Professor Ormsby had taken me in so I owed him. Most of the people of the 26th century would have stuck me in a zoo or a jar. The Prof stepped up and helped smooth things over after my 500 year old viruses caused a small epidemic. He would make medical observations of me undergoing various experiences and compare them to the readings for modern men.

Thus our little jaunt around the Moon. The Lunar Excursion Tours Ship looked ridiculously small compared to the rockets of my youth. I said as much.

"You obviously know nothing of anti-gravity," the Prof said with a shrug.

There was a brief medical check up. The doctor boggled at my height and then a couple of the readings from a big metal cap he made me wear. The Prof argued with him for a while and then showed him some paperwork. Probably my license. Stupid little bitty future folks. I was a little under average height back when. Now I was a t-rex.

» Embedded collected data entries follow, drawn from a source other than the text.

PR #90, opened 2023-02-06
Add PaymentSucceed & PaymentFailed events

roeierez:


ok300 (approved):

erdemyerebasmaz:
Shouldn't we at least add an error message to PaymentFailed event?

roeierez:
@erdemyerebasmaz good feedback, see here: https://github.com/breez/breez-sdk/pull/92

PR #94, opened 2023-02-08
Ignore reserved outputs for on-chain balance

roeierez:
Here we use this fix for greenlight (https://github.com/Blockstream/greenlight/issues/74) in order to ignore the reserved outputs.
A reserved output is one that is used in a current transaction that is still unconfirmed. This allow us to ignore it when calculating the on-chain balance allowing clients to get better user experience when sweeping from the wallet.
fixes https://github.com/breez/c-breez/issues/330


ok300 (approved):
LGTM.

ok300:
FYI: If you rebase this on master, the CI warnings should go away. I fixed them in b2935cc986bcbe63b6027ae310f1b3b9b722efd9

Before we boarded we were issued clothing,  something like the gee suits fighter pilots used to wear. Mine was Amber and the Prof's green. We changed and boarded. A steward showed us to our small compartment and that was it. We grabbed seats and the Prof started reading a book. I had a couple magazines that I still didn't understand much of.

After a while I looked up and asked, "When do we blast off?"

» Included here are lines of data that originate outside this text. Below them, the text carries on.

Issue #45, opened 2023-01-08
Generate React Native module


roeierez:
- [ ] Implement the native kotlin code
- [ ] Implement the swift native code
- [ ] Implement the javascript wrapper
- [ ] Implement code generation for the kotlin/swift code
- [ ] implement code generation for the javascript wrapper

I believe the end result should be a 100% generated code for RN Native module however we should first develop the module manually and then add the automatic code generation.
Here is an intro on how to create such native modules: https://reactnative.dev/docs/native-modules-intro
Such module has two parts:
1. The native (swift, kotlin) code - which is basically enough for using it from javascript but without type safety for objects passing as arguments.
2. The javascript wrapper - That makes it easier to use and provide type safe interface for the module.

### Creating the native code

I think this could be a wrapper on top of the uniffi interface, for example in kotlin it is another kotlin class that delegates the calls to the uniffi generated functions.
The reason why we need a wrapper is because the wrapper provides the interface for the javascript code and it has some constraints (for example doesn't support objects but use ReadableMaps instead https://reactnative.dev/docs/native-modules-android#argument-types) and we can't use the uniffi generated interface for that. So the RN native code needs to provide the interface to the javacript as similar as possible to the uniffi interface and then handle argument mapping when delegating the calls.

After that is in place we can develop the javascript code that consists mostly of delegation to the native code and convert maps to type safe interfaces.

PR #96, opened 2023-02-11
[WIP] React Native framework

dangeross:
This PR adds `sdk-react-native` framework to the libs available in breez-sdk. Following the initial steps of #45 this is a manually implemented framework, which builds the bindings available in `sdk-bindings` and copies the resulting libraries into the android and ios projects.  Currently only `mnemonicToSeed` is implemented from the SDK as proof-of-concept and included in the framework is an example project that can be built to test this.


libs/sdk-react-native/android/src/main/java/com/breezsdk/BreezSDKModule.kt
```diff
@@ -0,0 +1,27 @@
...
+class BreezSDKModule(reactContext: ReactApplicationContext) : ReactContextBaseJavaModule(reactContext) {  
+    override fun getName(): String {
+        return "BreezSDK";
+    }
+
+    @ReactMethod
+    fun mnemonicToSeed(mnemonic: String, promise: Promise) {
+        try {
+            var seed = mnemonicToSeed(mnemonic);
+            var response = writableMapOf("type" to "seed", "data" to seed);
```
roeierez, line 19: What is the advantage of adding the "type" key here? What is the advantage of this structure vs returning ReadableArray as a single value?

libs/sdk-react-native/android/src/main/java/com/breezsdk/MapResponse.kt
```diff
@@ -0,0 +1,60 @@
+package com.breezsdk
+
+import com.facebook.react.bridge.Arguments
+import com.facebook.react.bridge.WritableArray
+import com.facebook.react.bridge.WritableMap
+
+fun writableMapOf(vararg values: Pair<String, *>): WritableMap {
```
roeierez, line 7: Isn't it better to use the readonly version for the return types (ReadableMap)?

roeierez (commented):
@dangeross this looks really good! I left some comments to understand better your decisions.
Thank you very much!

libs/sdk-react-native/android/src/main/java/com/breezsdk/MapResponse.kt
dangeross: You're right, these return types should be ReadableArray or ReadableMap.

libs/sdk-react-native/android/src/main/java/com/breezsdk/BreezSDKModule.kt
dangeross: I intend to change this to just map the SDK responses as much as possible.

roeierez (approved):
@dangeross LGTM!

roeierez:
@dangeross added you as a collaborator, feel free to merge.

The Prof set his book down and looked at his wristwatch and made a small sucking sound. "We lifted off about five minutes ago. Once we get above the atmosphere we'll really accelerate," he explained. then he checked my pupils for dilation and my pulse. It was a little fast.

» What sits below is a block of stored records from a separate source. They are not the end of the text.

PR #101, opened 2023-02-13
React Native wrappers

dangeross:
Continued implementation of kotlin & swift native wrappers around breez-sdk service calls and map response data back over the react native bridge. Implementation of the javascript module interface with typing.

- [x] registerNode
- [x] recoverNode
- [x] initServices
- [x] setLogStream
- [x] parseInvoice
- [x] parseInput
- [x] mnemonicToSeed
- [x] start
- [x] stop
- [x] sendPayment
- [x] sendSpontaneousPayment
- [x] receivePayment
- [x] withdrawLnurl
- [x] nodeInfo
- [x] listPayments
- [x] sweep
- [x] fetchFiatRates
- [x] listFiatCurrencies
- [x] listLsps
- [x] connectLsp
- [x] fetchLspInfo
- [x] lspId
- [x] closeLspChannels
- [x] receiveOnchain
- [x] inProgressSwap
- [x] listRefundables
- [x] refund
- [x] executeDevCommand
- [x] sync
- [x] recommendedFees


roeierez:
@dangeross I went over this PR and so far it looks great.
Seeing all these subtasks I gm guessing your plan is to implement the rest of the methods in this single PR?  I am fine with any decision of yours.

dangeross:
Yeah, my plan was to implement everything in a single PR. I can probably manage a couple of methods each day, so if you prefer to break it up into smaller chunks and have others work on it too, I'm fine with that.

roeierez:
@dangeross We are still busy with the c-breez alpha release so I am fine with both options for now. Thank you!

libs/sdk-react-native/ios/BreezSDKMapper.swift
```diff
@@ -211,6 +222,20 @@ class BreezSDKMapper {
...
     }
     
+    static func asLnUrlWithdrawRequestData(reqData: [String: Any]) -> LnUrlWithdrawRequestData? {
+        if let callback = reqData["callback"] as? String,
+            let k1 = reqData["k1"] as? String,
+            let defaultDescription = reqData["defaultDescription"] as? String,
+            let minWithdrawableStr = reqData["minWithdrawable"] as? String,
+            let maxWithdrawableStr = reqData["maxWithdrawable"] as? String {
+            if let minWithdrawable = UInt64(minWithdrawableStr), let maxWithdrawable = UInt64(maxWithdrawableStr) {
+                return LnUrlWithdrawRequestData(callback: callback, k1: k1, defaultDescription: defaultDescription, minWithdrawable: minWithdrawable, maxWithdrawable: maxWithdrawable)
```
dangeross, line 232: Is there a more elegant way to do this?

roeierez: Are you referring to the type conversion from js to swift? shouldn't we read it directly as double?

libs/sdk-react-native/src/index.tsx
```diff
@@ -1,25 +1,329 @@
...
+export async function receivePayment(amountSats: Long, description: string): Promise<LnInvoice> {
+    const response = await BreezSDK.receivePayment(amountSats.toString(), description)
+    return response as LnInvoice
+}
+
+export async function withdrawLnurl(reqData: LnUrlWithdrawRequestData, amountSats: Long, description?: string): Promise<LnUrlWithdrawCallbackStatus> {
+    const response = await BreezSDK.withdrawLnurl(
+        {
+            ...reqData,
+            minWithdrawable: reqData.minWithdrawable.toString(),
```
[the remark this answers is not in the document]
dangeross: I guess it's bias from using LND with react native, with the js protobuf it converts the int64 values to long. JavaScript represents numbers using 64 bit double-precision, so for integer values it should be ok

libs/sdk-react-native/ios/BreezSDKMapper.swift
dangeross: The int64 values are converted to string over the bridge, but i'll refactor that.

libs/sdk-react-native/src/index.tsx
```diff
@@ -1,25 +1,329 @@
...
+            return response.data as LnInvoice
+        case InputType.LNURL_AUTH:
+            return response.data as LnUrlAuthData
+        case InputType.LNURL_ERROR:
+            return response.data as LnUrlErrorData
+        case InputType.LNURL_PAY:
+            return response.data as LnUrlPayRequestData
+        case InputType.LNURL_WITHDRAW:
+            return response.data as LnUrlWithdrawRequestData
+        case InputType.NODE_ID:
```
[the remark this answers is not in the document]
dangeross: Good point

libs/sdk-react-native/android/src/main/java/com/breezsdk/BreezSDKModule.kt
```diff
@@ -1,27 +1,236 @@
...
+                e.printStackTrace()
+                promise.reject(TAG, "Error calling stop", e)
+            }
+        } ?: run {
+            promise.reject(TAG, "BreezServices not initialized")
+        }
+    }
+
+    @ReactMethod
+    fun sendPayment(bolt11: String, amountSats: String?, promise: Promise) {
```
dangeross, line 159: @roeierez I'm testing changing the type to optional Double:
```
    fun sendPayment(bolt11: String, amountSats: Double?, promise: Promise) {
```
but when mirroring it in javascript:
```
export async function sendPayment(bolt11: string, amountSats?: number): Promise<Payment> {
```
it causes an error if no amountSats is passed:
```
Attempt to invoke virtual method double java.lang.Double.doubleValue() on a null object reference
```
Is it possible to send a 0 amountSats in the case no param is provided? Does it affect the sdk? Other options could be to wrap all params over the bridge in an object, or passing as a string.

roeierez: Which component is trying to call `java.lang.Double.doubleValue() `? According to the React Native docs for this case we should use number? in JS (as you just did) and Double in kotlin (not Double?), see here: https://reactnative.dev/docs/native-modules-android#argument-types

Also I admit I don't understand why this might help, worth trying as the docs clearly shows it should be supported.

roeierez: Also how do you pass it from the typescript to the native code? As is without conversion? Maybe if you can paste here the JS code I would be able to help.

dangeross: I tried also with using `number?` in JS and `Double` in kotlin. Same error. Below is the typescript code, calling without any conversion:
```
export async function sendPayment(bolt11: string, amountSats?: number): Promise<Payment> {
    const response = await BreezSDK.sendPayment(bolt11, amountSats)
    return response as Payment
}
```
if the function is called with only a bolt11 param the error occurs
```

await sendPayment("lnbc1p37jj09pp5rt6...")
```

dangeross: Here the stack trace from react native:
Screenshot 2023-02-16 at 10 32 01

roeierez: @dangeross I have looked at the bridge code and indeed there is not way to pass nullable primitives.
In that case I think your suggestion to pass 0 from the typescript code to the native code and then again null from the native code to the sdk is the best option.

libs/sdk-react-native/android/src/main/java/com/breezsdk/BreezSDKModule.kt
```diff
@@ -1,27 +1,494 @@
...
+                var payment = breezServices.sendSpontaneousPayment(nodeId, amountSats.toULong())
+
+                promise.resolve(readableMapOf(payment))
+            } catch (e: SdkException) {
+                e.printStackTrace()
+                promise.reject(TAG, "Error calling sendSpontaneousPayment", e)
+            }
+        } ?: run {
+            promise.reject(TAG, "BreezServices not initialized")
+        }
```
roeierez, line 188:
```suggestion
            try {
                var payment = getBreezServices().sendSpontaneousPayment(nodeId, amountSats.toULong())

                promise.resolve(readableMapOf(payment))
            } catch (e: SdkException) {
                e.printStackTrace()
                promise.reject(TAG, "Error calling sendSpontaneousPayment", e)
            }
        } 
```

Perhaps we can simplify a bit this patter that return on every method? It would need to create a method getBreezServices() that returns the initialized services or throws.

dangeross: I'll do that, for swift also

Then I began seeing spots in front of my eyes as my weight seemed to increase. The Professor remained standing to further poke and prod me. I was glad of it when I began seeing flecks of light and dark spots.

"Professor ... I don't think I'm reacting very well with this antigravity. I'm seeing things ..." Professor Ormsby got very excited until he heard exactly what I was seeing. maybe he was expecting me to start spouting on about vision and such.

"That is the gravity simulation warming up. Stand up a minute, Ty," he said. My weight seemed to be sort of normal. I was finding it hard to figure out exactly what was happening. It was close to normal gravity, I guessed. I took a few experimental hops and still couldn't figure out what was off.

The Professor watched me intently and chuckled once or twice. "Tell me what is going through your mind."

"I feel kind of like ... gravity stops at my skin?"

"Exactly! The spots and flashes you viewed were caused by a cloud of microbots. In form they are like those ... drones you told me about. A central body with four rotors. They are a fraction of a millimeter. These suits are studded with micro hooks that provide power and guidance to them. The microbots thrust downward and voila! simulated gravity!"

"All that ... and you guys still don't have microwave ovens for the home ..." I muttered walking around. I picked up a magazine and let go. It hung there in the air. I did that with a few more magazines. No microbots to waste I suppose.

"That's right! You can't drop anything! But wait there's more!"

I had a stupid grin on my face as the Professor threw himself at the floor. He missed, slowing, stopping and then bobbing back up around waist level. "The suits have accelerometers. They shut down the microbots whenever they detect a sudden motion like falling. Jumping is okay as you saw. It kicks in if you are dropping and no longer vertical. All the health benefits of gravity with none of the drawbacks!"

"That is pretty neat," I said.

"Better than your selfish phones!?" he asked. I was about to correct him then stopped.

The Professor walked over to a wall and carefully began walking ... up the wall. The act wowed me. When Professor Ormsby turned to smile at me I decided to go him one better and took a short run at the wall and a skip onto it.

I fell.

I hit the deck with a thud, not hard enough to really hurt more than my pride. The Professor stepped off the wall and helped me to my feet shaking his head. I assured him I was fine.

"I am sorry, Ty," the great man offered me a rare apology. "I thought you knew. I sprang for first class for myself but ... you are traveling coach."